Fast parallel vessel segmentation

Highlights

• Parallel implementation of image gradient.

• GPU acceleration of seeded region growing.

• Gradient based parallel seeded region growing for vessel segmentation from CT liver images.

• Evaluation of accurate vessel segmentation shows the speedup of 1.9x compared to the state-of-the-art.

Abstract

Background and Objective: Accurate and fast vessel segmentation from liver slices remain challenging and important tasks for clinicians. The algorithms from the literature are slow and less accurate. We propose fast parallel gradient based seeded region growing for vessel segmentation. Seeded region growing is tedious when the inter connectivity between the elements is unavoidable. Parallelizing region growing algorithms are essential towards achieving real time performance for the overall process of accurate vessel segmentation.

Methods: The parallel implementation of seeded region growing for vessel segmentation is iterative and hence time consuming process. Seeded region growing is implemented as kernel termination and relaunch on GPU due to its iterative mechanism. The iterative or recursive process in region growing is time consuming due to intermediate memory transfers between CPU and GPU. We propose persistent and grid-stride loop based parallel approach for region growing on GPU. We analyze static region of interest of tiles on GPU for the acceleration of seeded region growing.

Results: We aim fast parallel gradient based seeded region growing for vessel segmentation from CT liver slices. The proposed parallel approach is 1.9x faster compared to the state-of-the-art.

Conclusion: We discuss gradient based seeded region growing and its parallel implementation on GPU. The proposed parallel seeded region growing is fast compared to kernel termination and relaunch and accurate in comparison to Chan-Vese and Snake model for vessel segmentation.

Introduction

In medical imaging, vessel segmentation from liver slices is one of the challenging tasks. Seeded region growing (SRG) is a widely used approach for semi automatic vessel segmentation [1], [2]. Delibasis et. al. [3] have proposed a tool based on a modified version of SRG algorithm, combined with a priori knowledge of the required shape. SRG starts with a set of pixels called seeds and grows a uniform, connected region from each seed. Key steps to SRG are to define seed(s) and a classifying criterion that relies on the image properties and user interaction [4]. SRG starts from a seed and finds the similar neighboring points based on the threshold criteria using 4 or 8 connectivity. Region is grown if the threshold criteria is satisfied. Similar neighbors are new seed points for the next iteration. This process is repeated until the region can not be grown further. In practice, it demands high computational cost to the large amount of dependent data to be processed in SRG especially in the medical image analysis and still requires efficient solutions [5].
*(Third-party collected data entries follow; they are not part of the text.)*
Issue #461, opened 2020-12-30
Reduce GC pressure in CompositeJsonEncoder and *LogstashTcpSocketAppender


brenuart:
`CompositeJsonEncoder` implements the `Encoder` interface and therefore must return the encoded event as a byte array.
The implementation makes use of an intermediate ByteArrayOutputStream to collect the various parts produced by the formatter and prefix/suffix encoders. When done, the result is returned as a byte array.

A new ByteArrayOutputStream is initialised for every log event. It starts with an initial size of about 1Kb (+ prefix/suffix length) by default and grows if the formatter produces a larger output. If we are lucky and the initial size is large enough, this process allocates 2 byte arrays and 2 memory copy. If the buffer needs to grow, a new one is allocated (larger) and the content of the previous is copied into it. We end up with 3 allocations and 3 copy operations. 

This process is repeated for every event and imposes an extra overhead on the garbage collector.

Most of the time, the caller will write the output of the Encoder into an output stream. In this case, using an intermediate byte array isn't the most efficient design (well, I know, this is how Logback's Encoder interface is designed :-( ...

But maybe we could do better... I was thinking about introducing a new `StreamingEncoder` interface similar to this:

```
public interface StreamingEncoder {
  void encode(Event event, OutputStream stream) throws IOException;
}
```

`CompositeJsonEncoder` can be easily modified to implement this new interface alongside the existing `byte[] encode(event)` method. Then we can adapt `AbstractLogstashTcpSocketAppender` around lines [L598-L602](https://github.com/logstash/logstash-logback-encoder/blob/master/src/main/java/net/logstash/logback/appender/AbstractLogstashTcpSocketAppender.java#L598-L602) to tell the encoder to write directly into the output stream if it implements the new `StreamingEncoder` interface.

This would be highly efficient while preserving support for "legacy" encoders.

I made a first POC with this idea and everything looks OK.
What do you think ?
Do you see other areas/classes that could be optimised using a similar technique?

philsttr:
\<rant>
[...]

PR #472, opened 2021-01-05
Reduce memory allocations by writing directly into the output stream (#461)

brenuart:
Reduce GC pressure by writing directly into the output stream instead of returning a byte array.

Introduce a new (internal) StreamingEncoder interface to be implemented by Encoders that supports writing directly into the output stream instead of returning their results as a byte array.

Update both the AbstractLogstashTcpSocketAppender and the CompositeJsonEncoder to support this new interface. This should hoppefully reduce the amount of short-lived byte arrays created for each log event.

Review test case and make use of actual instances instead of _mocks_ (required to preserve state during test otherwise conditional operations like start/isStarted do not work as expected).

See #461 for more information.


brenuart:
Regarding commit https://github.com/logstash/logstash-logback-encoder/pull/472/commits/3d68f910e2133c5c7c6b268827d2e84b39ca279b, I'm not sure it is actually a good idea to make use of Jackson internal utilities like `BufferRecycler`, `ByteArrayBuilder` and `SegmentedStringBuilder`...

brenuart:
Additional notes:

I made another simpler version of this PR (not committed) with a custom ByteArrayOutputStream that grows by allocating additional chunks (to avoid the memory copy that occurs in the JDK version when it grows). Like Jackson's approach, the buffer recycles only the first chunk (whose size is determined by the `minBufferSize` configuration property) and discards the others. This works like a charm provided `minBufferSize` is set to an optimal value. The buffer is stored in a ThreadLocal with a SoftReference so it can be garbage collected should the vm decides to do so... 

For information, in production we ingest approximatively 15K events/s - for one hour during a working day, average JSON size is around `540 bytes`, p95 is at 602 and the largest is several kilobytes (holds a stack trace) . An initial buffer size of 1k or 2k seems to be a good default value.

I quite like this solution. I wonder if we need to go any further... After all, the rest of the chain is not optimised... look at the Layout for instance... it returns a String... and most Logback components are not designed to Stream their output...

philsttr:
In general, the StreamingEncoder implementation looks great!  I'm happy to incorporate it into logstash-logback-encoder.


> The release process returns the tail buffer to the recycler

This was surprising to me.  Thanks for the detailed analysis!  Good stuff.

A custom buffer recycler sounds perfectly reasonable, unless it is crazy complex.   Want to submit it as an alternate PR for comparison?

brenuart:
Hi Phil... I'm back with this optimisation. A few words about what I did so far...

The `ReusableByteBuffer` is some kind of fast alternative to JDK ByteArrayOutputStream with two notable differences. First off all it maintains multiple byte[] arrays when it needs to grow and avoids copying data as does the JDK implementation. Secondly, instead of discarding all the internal byte arrays when reset, the buffer always keeps the first. The idea is to set its size large enough to hold at least the "average" json event and reduce the number of required allocations.

`ReusableByteBuffers` acts as a _pool_ of `ReusableByteBuffer` instances. 
The first implementation used a ThreadLocal to keep one instance per thread. After some thought, it appears this strategy may lead to a higher-than-required memory consumption with as many buffers as we have threads accessing the Encoder. This may not be a problem with Async appenders (only one thread) but may become serious with other appenders like FileAppender or ConsoleAppender for instance. If you look carefully at their implementation you will notice that multiple threads can access the Encoder - only the writing into the underlying output stream is guarded.
The new implementation maintains a ConcurrentLinkedList with SoftReference to allocated buffers. A new buffer is created when the list is empty. They are discarded when the JVM is under high memory pressure and decides to reclaim them.

The `CompositeJsonEncoder` can be used as a "standard" Encoder returning a byte[] array or as a `StreamingEncoder` to render directly inside an outputStream passed as argument together with the event to render. As for now, only the LogstashTcpSocketAppender supports this method.
The encoder maintains its own pool of buffers. Their initial size is controlled by the existing `minBufferSize` parameter. These buffers are used by the legacy "encode" methods returning a byte array. When it needs to encode an event, it gets a buffer from the pool and asks the formatter to render it directly into the buffer. When done, the buffer is returned to the pool and reused by subsequent events.

The `CompositeJsonLayout` follows the same logic. As you noticed, it also uses the same reusable buffers as the CompositeJsonEncoder. Because it needs to return a String instead of bytes, it uses a Writer around the buffer and asks the json formatter to render the event using it. This strategy is similar to what was done before, except it is now moved inside the CompositeJsonLayout instead of in the CompositeJsonFormatter. This implementation is not as "highly" optimised as for the encoder... but AFAIK Layouts are somehow deprecated (correct?).

I made a small benchmark using JMH to compare this implementation with version 6.6. Here are the results:
- speed: +23%
- GC count: -68%
- GC Time: -64%
- Allocations: -76%

Not bad... especially with regards to the positive impacts on memory and GC.
But we can do even better! The bottleneck now is in the `CompositeJsonFormatter` that creates a new Jackson JsonGenerator for every event. I made some additional experiments by reusing the same JsonEncoder as long as the output stream does not change. This gives the following improvements compared to 6.6:
- speed: +46%
- GC count: -87%
- GC Time: -86%
- Allocations: -87%

This of course requires additional changes. I propose to cover it in a separate issue. The improvements provided by this PR already seem to be good enough ;-)

src/main/java/net/logstash/logback/util/ReusableByteBuffers.java
```diff
@@ -0,0 +1,99 @@
...
+        return new ReusableByteBuffer(initialSize);
+    }
+    
+    /**
+     * Get a buffer from the pool or create a new one if none is available.
+     * The buffer must be returned to the pool after usage by a call to {@link #releaseBuffer(ReusableByteBuffer)}.
+     * 
+     * @return a reusable byte buffer
+     */
+    public ReusableByteBuffer getBuffer() {
```
philsttr, line 72: I'd prefer this method to be named `acquire`, and the release method to be named `release`.

Reasoning: I think the "acquire/release" terminology is more common for object pools than "get/release".  And since this pool can only hold buffers, repeating "Buffer" in the method names is not needed.

src/main/java/net/logstash/logback/util/ReusableByteBuffer.java
```diff
@@ -0,0 +1,240 @@
...
+    @Override
+    public void close() {
+        this.closed = true;
+    }
+
+
+    /**
+     * Return the number of bytes stored in this {@link ReusableByteBuffer}.
+     */
+    public int size() {
```
philsttr, line 146: The term "size" is currently used for two things... the number of bytes written to the buffer (here), and the initial size (in the constructor param and a field).

To differentiate the two, I'd suggest using the term "capacity" when referring to the allocated capacity of the buffer. And "size" when referring to the bytes actually written.

src/main/java/net/logstash/logback/util/ReusableByteBuffer.java
```diff
@@ -0,0 +1,240 @@
...
+        this(INITIAL_SIZE);
+    }
+
+    /**
+     * Create a new {@link ReusableByteBuffer}
+     * with the specified initial capacity.
+     *
+     * @param initialBlockSize the initial buffer size in bytes
+     */
+    public ReusableByteBuffer(int initialBlockSize) {
```
philsttr, line 86: rename initialBlockSize -> initialCapacity

src/main/java/net/logstash/logback/util/ReusableByteBuffers.java
```diff
@@ -0,0 +1,99 @@
...
+
+import java.lang.ref.Reference;
+import java.lang.ref.SoftReference;
+import java.util.Deque;
+import java.util.concurrent.ConcurrentLinkedDeque;
+
+/**
+ * A pool of {@link ReusableByteBuffer}.
+ * 
+ * <p>The pool is unbounded and can hold as many buffers as needed. Buffers are kept in the pool
```
philsttr, line 24: Unbounded is a little scary to me.

Under what conditions would this grow "too big" ?


Also, what are your thoughts on adding some monitoring capability for this?  That could be a future enhancement, but we could plan for it now.

philsttr (changes requested):
This looks really good!

The performance numbers you posted are impressive.

My comments are mostly minor.  Overall it's a really great implementation.

src/main/java/net/logstash/logback/composite/CompositeJsonFormatter.java
```diff
@@ -148,23 +133,19 @@ private JsonFactory createJsonFactory() {
...
-                .disable(JsonGenerator.Feature.FLUSH_PASSED_TO_STREAM);
+                .disable(JsonGenerator.Feature.FLUSH_PASSED_TO_STREAM)
 
+                /*
+                 * Don't let the json generator close the underlying outputStream and let the
+                 * encoder managed it.
+                 */
+                .disable(JsonGenerator.Feature.AUTO_CLOSE_TARGET);
+                
+                //FIXME these settings are mandatory - should we instead apply them *after* jsonGeneratorDecorator is applied (ie. in createGenerator()) ?
```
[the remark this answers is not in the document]
brenuart: Always mandatory. As you noticed, the two methods the formatter exposes to encode take both a stream or a writer for destination. We cannot let Jackson close them...
This is quite odd tho because the `JsonFactory#createGenerator(stream)` method clearly states that it won't own the stream and therefore won't close it. But since the AUTO_CLOSE_TARGET is enabled by default... the generator will close the stream when itself is closed.

I was thinking that since these two params are "absolutely" required, we'd better to apply them last on the JsonFactory after all other decorators are applied...

src/main/java/net/logstash/logback/util/ReusableByteBuffer.java
```diff
@@ -0,0 +1,240 @@
...
+ *
+ * @author brenuart
+ *
+ */
+public class ReusableByteBuffer extends OutputStream {
+
+    /**
+     * The default size of the initial buffer
+     */
+    public static final int INITIAL_SIZE = 1024;
```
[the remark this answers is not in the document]
brenuart: It could... it is currently only used by `ReusableByteBuffers` - so it can be made _package private_ for instance. However, I wonder if it would interesting for others to know the default size ?

src/main/java/net/logstash/logback/composite/CompositeJsonFormatter.java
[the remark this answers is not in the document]
philsttr: +1 makes sense to me.

src/main/java/net/logstash/logback/util/ReusableByteBuffer.java
brenuart: Correct me if I'm wrong... what you propose is:
- keep the `size()` method as it is atm
- rename the `initialSize` constructor arg to `initialCapacity`

Is that correct?

philsttr: Yes.  I wrote this comment first in my review (since it's where I noticed size was being used for two things), before I mentioned size->capacity rename elsewhere.   Just wanted to explain my reasoning.

src/main/java/net/logstash/logback/util/ReusableByteBuffer.java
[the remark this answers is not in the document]
philsttr: Let's reduce to package private for now.  We can always increase later if there is a solid use case for it.

src/main/java/net/logstash/logback/util/ReusableByteBuffers.java
brenuart: Yeah... say that if you have 200 concurrent threads requesting a buffer exactly at the same time, then you will have 200 buffers in the pool. But this is quite unlikely to happen... especially if the Encoder is relatively fast. You would have had exactly the same if buffers were kept in a ThreadLocal...
By using a ConcurrentLinkedQueue we limit the amount of buffers in the pool to what the maximum concurrency actually requires - which is not the case with a ThreadLocal.

As it is for the moment, entries will be removed from the pool only when the JVM needs some more memory...

If the Encoder is used by one of our async appender - then we know it will always be from the same thread and the pool size will always be one.
If the Encoder is used by other kinds of appender - then the pool can grow up to the maximum number of threads logging at exactly the same time - not more.

With this in mind, I'm not convinced we should think about alternative strategies to actively reduce/shrink the buffer other than the SoftReference... your opinion?

src/main/java/net/logstash/logback/util/ReusableByteBuffer.java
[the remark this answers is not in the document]
brenuart: What about `1024` bytes for the default capacity? Is it large enough? 
It is important to have a good default value here applicable to most use cases. May be we should also add a word about it in the documentation.. ?

src/main/java/net/logstash/logback/util/ReusableByteBuffers.java
philsttr: > If the Encoder is used by one of our async appender - then we know it will always be from the same thread and the pool size will always be one.
If the Encoder is used by other kinds of appender - then the pool can grow up to the maximum number of threads logging at exactly the same time - not more.

Got it.  Thanks for the explanation.  This makes me feel better about it being "unbounded".  Essentially, while it is technically true that it is unbounded... in practice it should never grow more than the number of threads accessing it concurrently.

I think this behavior is worth mentioning in the javadoc for the paranoid (like me) that get scared when they see "unbounded".  ;)

> With this in mind, I'm not convinced we should think about alternative strategies to actively reduce/shrink the buffer other than the SoftReference... your opinion?

I agree.  The current solution is good.

src/main/java/net/logstash/logback/util/ReusableByteBuffer.java
brenuart: Hmmm...
`CompositeJsonLayout` already had a `setMinBufferSize` method that is now reused to set the _initial capacity_ of the buffers. To make things clear, the method should have the same name in `CompositeJsonEncoder`...

Knowing that, do you still want me to change the `initialSize` of the ReusableBuffer to `initialCapacity`? It is an internal implementation after all - and it doesn't have to follow the same naming as the "public" interfaces represented by the two composite layout/encoder...

philsttr: Sigh.  That's unfortunate. 

But yeah, let's use capacity when referring to allocated capacity in the new code.  I think it's much more clear when dealing with allocated vs used numbers.

src/main/java/net/logstash/logback/util/ReusableByteBuffer.java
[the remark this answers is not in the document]
philsttr: > What about 1024 bytes for the default capacity? Is it large enough?

Hmmm.  Good question.  I just took a quick glance over our logs, and the majority seem to fit within 1024.

Another question... Let's say this capacity is too low for one particular customer's usage... When they upgrade to this new version of logstash-logback-encoder, will their performance be _worse/comparable/better_ than the old behavior?

> It is important to have a good default value here applicable to most use cases. May be we should also add a word about it in the documentation.. ?

Yeah, probably worth a section in the readme.

> Are you aware of any strategy that would grow/shrink the buffer size dynamically ?

Not without increasing the complexity of this feature tremendously.  Let's use the simple solution first.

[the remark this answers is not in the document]
brenuart: > Let's say this capacity is too low for one particular customer's usage... When they upgrade to this new version of logstash-logback-encoder, will their performance be worse/comparable/better than the old behavior?

Performance will be similar to old behaviour but not worst. The old implementation relied on Jackson Recycler and related buffers. If you remember our previous discussion on the subject I highlighted the fact that we actually had close to no reuse of the allocated buffers at all. When doing my experiments, I compared the performance of the new buffering mechanism with _reuse disabled_ (buffers were never returned to the pool so a new one had to be created every time) against 6.6. Results were:
- Speed: -5% (slower than 6.6)
- GC count: -2%
- GC time: -1.5%
- Allocations: -1.5%

This is the worst case scenario. As you can see, performances are _similar_ to 6.6...

> Hmmm. Good question. I just took a quick glance over our logs, and the majority seem to fit within 1024.
`1024` was the default `minBufferSize` of `CompositeJsonEncoder`... I took the same default.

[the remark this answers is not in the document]
philsttr: Ok.  I'm fine with 1024, mainly just based on the logs that I looked at quickly.  I'd be ok doubling it too, but wouldn't want to go too much higher.  Your call.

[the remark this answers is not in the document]
brenuart: > Yeah, probably worth a section in the readme.
I added some words about it under "Composite Encoders/Layouts". Please review after I commit and don't hesitate to rephrase my English...

philsttr (approved):

philsttr:
Thanks again for your work on this!  Very cool improvement.

(And thanks for addressing all my code review comments.  I know I can be picky at times. ;)  Cheers!

brenuart:
👍
I noticed however that my PR changed the order of import statements :-( Should it be part of the checkstyle rules as well?

philsttr:
I think the import order was all over the place when I originally enabled the checkstyle rules.  I tried to create rules that matched the existing codebase as much as possible to minimize reformatting, and to "stop the bleeding".

Having said that, I'm not against defining import order rules and reorganizing the existing imports.  If there is a clear majority practice, I'd like to stick with it.  But I'm less concerned about changing imports than reformatting code in general because I rarely use git blame to look at imports.  I'm usually looking at actual code when using git blame, and therefore am much more hesitant to reformat the actual code.

Issue #553, opened 2021-07-06
Maven Shade plugin complains about duplicate/overlapping classes/resources


brenuart:
The Maven Shade plugin complains about overlapping resources then building the uber jar:

```
[WARNING] disruptor-3.4.4.jar, logstash-logback-encoder-7.0-SNAPSHOT.jar define 1 overlapping resource: 
[WARNING]   - META-INF/MANIFEST.MF
[WARNING] maven-shade-plugin has detected that some class files are
[WARNING] present in two or more JARs. When this happens, only one
[WARNING] single version of the class is copied to the uber jar.
[WARNING] Usually this is not harmful and you can skip these warnings,
[WARNING] otherwise try to manually exclude artifacts based on
[WARNING] mvn dependency:tree -Ddetail=true and the above output.
[WARNING] See http://maven.apache.org/plugins/maven-shade-plugin/
```

Fortunately the plugin seems to pick the right MANIFEST.MF - but nothing is said in the documentation about his resolution strategy. IMHO it would be safer to configure the plugin to simply exclude the MANIFEST.MF from shaded jar.

PR #554, opened 2021-07-06
Maven Shade: exclude MANIFEST and produce shaded SOURCE jar

brenuart:
- exclude MANIFEST from shaded jars to make sure we keep only the one from the project in the final result
- explicitly configure the plugin to <include> the Disruptor and <exclude> all the other dependencies (if not, new project dependencies will be shaded as well if the plugin configuration is not updated)
- produce shaded source as well (handy when debugging applications making use of the library)

Related issue: #553

### DIFF
--- a/.gitignore
+++ b/.gitignore
@@ -3,6 +3,8 @@
 .settings/
 .*.md.html
 
+dependency-reduced-pom.xml
+
 META-INF/
 target/
 
--- a/.gitignore
+++ b/.gitignore
@@ -3,8 +3,6 @@
 .settings/
 .*.md.html
 
-dependency-reduced-pom.xml
-
 META-INF/
 target/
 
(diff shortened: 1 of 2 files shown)


brenuart:
The plugin still issue some warnings after this change:

```
[INFO] Minimizing jar net.logstash.logback:logstash-logback-encoder:jar:7.0-SNAPSHOT
[WARNING] /Users/brenuart/Documents/projects/git/logstash-logback-encoder/target/classes (Is a directory)
[WARNING] /Users/brenuart/Documents/projects/git/logstash-logback-encoder/target/classes (Is a directory)
```

This is caused by the `minimizeJar` option. It seems to be a known issue (see https://github.com/apache/maven-shade-plugin/pull/83) and should be fixed in future releases (issue title is different but seems to share the same root cause).

PR #561, opened 2021-07-07
checkstyle rule for java import statements

brenuart:
- update checkstyle rule to assert proper ordering of java import statements
- update source files to conform with the decided ordering

### DIFF
--- a/src/checkstyle/checkstyle.xml
+++ b/src/checkstyle/checkstyle.xml
@@ -36,7 +36,14 @@
         <module name="AvoidStarImport"/>
         <module name="IllegalImport"/> <!-- defaults to sun.* packages -->
         <module name="RedundantImport"/>
-
+        <module name="ImportOrder">
+            <property name="groups" value="java,javax,net.logstash"/>
+            <property name="ordered" value="true"/>
+            <property name="separated" value="true"/>
+            <property name="option" value="above"/>
+            <property name="sortStaticImportsAlphabetically" value="true"/>
+        </module>
+        
         <!-- Checks for whitespace                             -->
         <!-- See https://checkstyle.org/config_whitespace.html -->
         <module name="EmptyForIteratorPad"/>
--- a/src/checkstyle/checkstyle.xml
+++ b/src/checkstyle/checkstyle.xml
@@ -94,5 +94,6 @@
     </module>
     <module name="RegexpHeader">
         <property name="header" value="^/\*\n^ \* Copyright .* the original author or authors\.\n^ *\n^ \* Licensed under the Apache License, Version 2\.0 \(the &quot;License&quot;\);"/>
+        <property name="fileExtensions" value="java"/>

SRG is an iterative process. SRG is invoked continuously until region can not be grown further. Iterative process in SRG, when implemented on GPU requires terminating kernel and relaunching from CPU (Kernel Termination and Relaunch (KTRL)) and data transfers between CPU and GPU [1], [4]. So our main objective is to reduce these data transfers using different inter block GPU synchronization (IBS) methods resulting in an efficient parallel implementation of SRG. IBS provides flexibility to move all the computations on GPU by providing visibility to updated intermediate data without any intervention from CPU.

In this paper, we propose persistent, grid-stride loop and IBS based GPU approach for SRG to avoid intermediate memory transfers between CPU and GPU. This also reduces processing over unnecessary image voxels providing significant speedup. Persistent thread block (PT) approach is basically dependent on number of active thread blocks and grid-stride loop becomes essential when the number of threads in the grid are not enough to process the image voxels independently [6], [7].

We implement parallel image gradient using grid-stride loop and propose gradient and shared memory based fast parallel SRG implemented entirely on GPU without any intermediate transfers between CPU and GPU. This is inspired by parallel processing on static region of interest (RoI) of tiles on GPU. We compare the proposed persistent based parallel SRG with KTRL for accurate vessel segmentation. The gradient based fast parallel SRG for 2D vessel segmentation is 1.9 ×  faster compared to the state-of-the-art.

The rest of the paper is structured as follows. Section 2 briefs relevant works and state-of-the-art with respect to SRG. Section 3 explains GPU approaches (KTRL and Static) for SRG implementation using persistence and grid-stride loop. The application of parallel SRG to vessel segmentation is discussed in the Section 4. Performance results and comparison of persistent and grid-stride loop based parallel SRG for vessel segmentation are mentioned in the Section 5. Section 6 concludes summarizing the main conclusions of this paper and indicating future directions. List of abbreviations with explanations are mentioned in Table 1.